**Data shown:**
PR #132, opened 2025-10-10
feat: recipe hash and verification

ilbertt:


crates/icp-cli/tests/recipe_tests.rs
```diff
@@ -0,0 +1,247 @@
...
+    let server = spawn_test_server("GET", "/recipe.hbs", recipe_template.as_bytes());
+    let addr = server.addr();
+
+    // Project manifest with invalid checksum
+    let pm = formatdoc! {r#"
+        canister:
+          name: my-canister
+          recipe:
+            type: http://{addr}/recipe.hbs
+            sha256: invalid
```
adamspofford, line 83: This is a failed-to-parse error, yes? (Or would be if we weren't doing hex string comparison.) We should have a test that also checks that a validly written but incorrect checksum fails.

ilbertt: Added

rikonor: The `sha256` is not parsed; the downloaded file is hashed, and the resulting value is compared against the `sha256` value.

crates/icp-cli/tests/recipe_tests.rs
```diff
@@ -0,0 +1,284 @@
...
+            sha256: invalid_checksum_should_be_ignored
+    "#};
+
+    write_string(
+        &project_dir.join("icp.yaml"), // path
+        &pm,                           // contents
+    )
+    .expect("failed to write project manifest");
+
+    // Invoke build - should succeed because local files don't verify checksums
```
raymondk, line 246: Why wouldn't we verify the checksum for a local file?

ilbertt: We could, I just thought since you have it locally, you could verify its integrity manually. Let me add it in another PR

ilbertt: Here we go: https://github.com/dfinity/icp-cli/pull/133

PR #133, opened 2025-10-10
feat: allow hash verification for local recipes

ilbertt:
Follow-up of #132

PR #136, opened 2025-10-13
feat: Remove builtin recipes

raymondk:
This change is to remove the built in recipes so that we only rely on the recipe repository and there are minimal helpers in the icp cli.

For now, there are example recipes in the examples/ directory - they will need to be moved into https://github.com/dfinity/icp-cli-recipes.

The changes adds a hidden `icp project show` command that prints out the manifest it could be used to test out that the recipes are getting computed properly.

This will end up using: https://github.com/dfinity/icp-cli-recipes/pull/3

### DIFF
--- a/crates/icp-cli/src/main.rs
+++ b/crates/icp-cli/src/main.rs
@@ -7,13 +7,8 @@ use console::Term;
 use icp::{
     Directories, agent,
     canister::{
-        self,
-        assets::Assets,
-        build::Builder,
-        prebuilt::Prebuilt,
-        recipe::handlebars::Handlebars,
-        script::Script,
-        sync::Syncer,
+        self, assets::Assets, build::Builder, prebuilt::Prebuilt, recipe::handlebars::Handlebars,
+        script::Script, sync::Syncer,
     },
     identity, manifest, network,
     prelude::*,


crates/icp/src/network/mod.rs
```diff
@@ -22,7 +22,9 @@ mod lock;
 pub mod managed;
 pub mod structure;
 
-#[derive(Clone, Debug, PartialEq, JsonSchema)]
+pub const DEFAULT_IC_GATEWAY: &str = "https://icp0.io";
```
ilbertt: This was removed in #135. Merge conflict?

crates/icp/src/manifest/recipe.rs
ilbertt, line 1: Can you update the doc comment as pointed out in https://github.com/dfinity/icp-cli/pull/133#discussion_r2421995325?

crates/icp/src/canister/recipe/handlebars.rs
```diff
@@ -290,178 +269,6 @@ impl HelperDef for ReplaceHelper {
...
-pub const WASM_INJECT_METADATA_PARTIAL: &str = r#"
-- type: script
-  commands:
-    - command -v ic-wasm >/dev/null 2>&1 || { echo >&2 "ic-wasm not found. To install ic-wasm, see https://github.com/dfinity/ic-wasm \n"; exit 1; }
-    - ic-wasm "$ICP_WASM_OUTPUT_PATH" -o "${ICP_WASM_OUTPUT_PATH}" metadata "{{ name }}" -d "{{ value }}" --keep-name-section
-"#;
-
-/// Collection of reusable Handlebars partials for WASM processing
-/// These partials can be included in templates using {{> partial-name}} syntax
-pub const PARTIALS: [(&str, &str); 4] = [
```
rikonor, line 330: Why remove the partials? These can be used by any recipe, regardless of whether it's built-in or is external.

examples/icp-static-assets-recipe/recipe.hb.yaml
```diff
@@ -0,0 +1,32 @@
...
+{{! `version: string` Optional, The version of the asset canister to use. Defaults to the master branch}}
+{{! `dir: string` Required, the directory of assets to synchronize }}
+{{! `metadata: [name: string, value: string]`: An array of name/value pairs that get injected into the wasm metadata section }}
+
+build:
+
+  steps:
+
+    - type: pre-built
+      {{! There is no convenient way to define defaults }}
```
rikonor, line 11: Maybe using a helper? See https://github.com/dfinity/icp-cli/blob/main/crates/icp/src/canister/recipe/handlebars.rs#L267-L291

crates/icp/src/canister/recipe/handlebars.rs
raymondk: I prefer not to use helpers and partials at first.
It creates a dependency on icp-cli and it makes the sha of your recipe meaningless because how it executes depends on the version of the cli you are using.

Same thing with helpers. I would rather avoid helpers for now - we can consider adding some later if we find it necessary.

examples/icp-static-assets-recipe/recipe.hb.yaml
raymondk: I would prefer not to add more helpers at the moment.

PR #139, opened 2025-10-14
feat: debug logs

ilbertt:
Tested locally, this is what the output looks like when the `--debug` flag is enabled:

```shell
DEBUG icp: Starting icp-cli version="0+rev340282366920938463463374607431768211455.dirty-62d5900" git_sha="62d590076dd42998e4f0d5f9e47fe704451fd5d9" command=Deploy(Cmd { names: [], mode: "auto", subnet_id: None, controller: [], cycles: 2000000000000, identity: IdentityOpt { identity: None }, environment: EnvironmentOpt { environment: None, ic: false } })
INFO icp::progress: Fetching remote file: ...
...
INFO icp: Command executed successfully
```

Uses `tracing` for logging, and removes the `console` dependecy.

### DIFF
--- a/crates/icp-cli/tests/canister_start_tests.rs
+++ b/crates/icp-cli/tests/canister_start_tests.rs
@@ -82,7 +82,7 @@ fn canister_start() {
         ])
         .assert()
         .success()
-        .stderr(
+        .stdout(
             starts_with("Canister Status Report:")
                 .and(contains("Status: Stopped"))
                 .and(contains("Controllers: 2vxsx-fae")),


crates/icp-cli/src/commands/mod.rs
```diff
@@ -60,6 +60,13 @@ pub struct Context {
     pub syncer: Arc<dyn Synchronize>,
 }
 
+impl Context {
+    /// Print a message to the user.
```
viviveevee:
```suggestion
    /// Print a message to the user on stdout.
```

crates/icp-cli/src/progress.rs
```diff
@@ -213,7 +218,10 @@ impl MultiStepProgressBar {
             let mut complete = RollingLines::new(MAX_LINES_PER_STEP); // We need _some_ limit to prevent consuming infinite memory
 
             while let Some(line) = rx.recv().await {
-                debug!(line);
+                // Only log non-empty lines to avoid cluttering debug output
+                if !line.trim().is_empty() {
+                    debug!("{}", line);
+                }
```
viviveevee: Does this forbid the user from adding empty lines to space out their build logs? I don't think fussing around with the user's output is a good idea

PR #141, opened 2025-10-15
chore: update recipe examples to point to the dfinity repo

raymondk:


crates/icp/src/manifest/recipe.rs
```diff
@@ -1,18 +1,79 @@
...
+            let (registry, recipe) = v.split_once("/").expect("delimiter missing");
+
+            return Self::Registry {
+                name: registry.to_owned(),
+                recipe: recipe.to_owned(),
+                version: version.to_owned(),
+            };
+        }
+
+        panic!("Unable to convert {value} into a valid recipe type.")
```
vincent-dfinity: Should we handle the error instead of panic?

crates/icp/src/manifest/recipe.rs
```diff
@@ -1,18 +1,79 @@
...
+        let s: String = self.clone().into();
+        write!(f, "{s}")
+    }
 }
 
 impl From<String> for RecipeType {
     fn from(value: String) -> Self {
-        let other = value.as_str();
-        Self::Unknown(other.to_owned())
+        let v = value.as_str();
```
rikonor: FYI, you can also do `impl From<&str>` instead.

crates/icp/src/manifest/recipe.rs
rikonor: Yeah, it might make sense to have this be a `TryFrom` instead.

examples/icp-motoko-recipe/icp.yaml
```diff
@@ -1,6 +1,6 @@
 canister:
   name: my-canister
   recipe:
-    type: file://recipe.hb.yaml
+    type: "@dfinity/motoko"
```
rikonor, line 4: Maybe we could have an example for using a recipe from a local file, similar to how there's an example for a recipe from a remote url.

crates/icp/src/manifest/recipe.rs
```diff
@@ -1,18 +1,84 @@
...
 
 use schemars::JsonSchema;
 use serde::Deserialize;
 
-#[derive(Clone, Debug, Deserialize, PartialEq, JsonSchema)]
+#[derive(Clone, Debug, PartialEq, JsonSchema)]
 #[serde(rename_all = "lowercase", from = "String")]
 pub enum RecipeType {
-    Unknown(String),
+    File(String),
```
rikonor, line 12: If you're splitting with newlines in-between, might as well ad some docstrings (`///`)

examples/icp-motoko-recipe/icp.yaml
raymondk: I'll add that with: https://github.com/dfinity/icp-cli/pull/142

PR #143, opened 2025-10-15
chore: refactor of command invocation handling

rikonor:
This PR makes several standardizing changes:

1. Removes the various `dispatch` functions in favor of a centralized setup in `main`.
2. Removes various `Command` structs that were actually unused.
3. Standardizes on `Subcommand` enums being called `Command`.
4. Standardizes on `exec` functions taking reference to `args`, instead of a `cmd`, and renames all `Cmd` structs to `<Command>Args`.

### DIFF
--- a/crates/icp-cli/src/commands/canister/mod.rs
+++ b/crates/icp-cli/src/commands/canister/mod.rs
@@ -22,12 +22,13 @@ pub enum Command {
     Info(info::InfoArgs),
     Install(install::InstallArgs),
     List(list::ListArgs),
+
+    #[command(subcommand)]
+    Settings(settings::Command),
+
     Show(show::ShowArgs),
     Start(start::StartArgs),
     Status(status::StatusArgs),
     Stop(stop::StopArgs),
     TopUp(top_up::TopUpArgs),
-
-    #[command(subcommand)]
-    Settings(settings::Command),
 }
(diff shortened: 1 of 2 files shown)


docs/cli-reference.md
```diff
@@ -12,15 +12,15 @@ This document contains the help content for the `icp-cli` command-line program.
...
-* [`icp-cli canister settings`↴](#icp-cli-canister-settings)
-* [`icp-cli canister settings show`↴](#icp-cli-canister-settings-show)
-* [`icp-cli canister settings update`↴](#icp-cli-canister-settings-update)
 * [`icp-cli canister list`↴](#icp-cli-canister-list)
+* [`icp-cli canister show`↴](#icp-cli-canister-show)
 * [`icp-cli canister start`↴](#icp-cli-canister-start)
 * [`icp-cli canister status`↴](#icp-cli-canister-status)
 * [`icp-cli canister stop`↴](#icp-cli-canister-stop)
 * [`icp-cli canister top-up`↴](#icp-cli-canister-top-up)
+* [`icp-cli canister settings`↴](#icp-cli-canister-settings)
```
raymondk: gg why is this stuff not coming up in alphabetical order now?

crates/icp-cli/src/commands/canister/mod.rs
```diff
@@ -1,97 +1,33 @@
...
-    #[snafu(transparent)]
-    Status { source: status::CommandError },
-
-    #[snafu(transparent)]
-    Stop { source: stop::CommandError },
-
-    #[snafu(transparent)]
-    TopUp { source: top_up::CommandError },
+    #[command(subcommand)]
+    Settings(settings::Command),
```
raymondk: maybe it's because these are not sorted?

docs/cli-reference.md
rikonor: Hmm, I reverted it, it should be back to same as before.

crates/icp-cli/src/commands/canister/mod.rs
rikonor: Reverted the ordering change.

**What is expected:**
When a line of the records holds the word "stdout", copy that line.

**Response area:**
+        .stdout(
    /// Print a message to the user on stdout.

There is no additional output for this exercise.